I trudged back up the stairs. Corinne was waiting for me in the doorway, her arms folded across her chest. My fear that she knew whatever was between Thomas and I was more nebulous than simple friendship filled my stomach. I was afraid of anyone finding out.
“He seemed nice.”
She looked at me hopefully, as though I was going to want to talk to her about him.

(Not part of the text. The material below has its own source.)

PR #2517, opened 2026-06-19
add support for rubik npu metrics

samfreund:
## Description

This PR adds support for NPU metrics on the Rubik Pi 3 like the ones we have on the orange pi. The metrics that we get from the rubik are different than the opi, so we now pass NPU usage as a map of strings that get displayed in the frontend. On the rubik pi there's a daemon that writes usage to a file using a key=value system, we simply read that and send to the frontend.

Instead I brushed past, headed for the shower.
“You’ve never mentioned him before.”
I’d never mentioned anyone as far as I could recall.
“Sasha.” Her foot stopped the bathroom door from closing. “Please.”
“What?”
“I just want to talk to you.”
“What about?”
“Anything!”
If she hadn’t drunk the wine, she probably wouldn’t be doing this now.
“I’ll make you a cup of tea or coffee or there’s some wine left,” she pleaded, gesturing to the kitchen.
For a moment my body wouldn’t move.
I nodded once. “Okay.”
She followed me into the kitchen. The fluorescent tube light on the ceiling flickered and flickered.
“What’ll it be? Tea…? I don’t even know what you like to drink,” she carried on, looking pained when I didn’t answer.
“Water,” I murmured, sitting down on a plastic kitchen chair.
“Do you want something to eat…? You’re so thin, Sasha. Have you been eating?”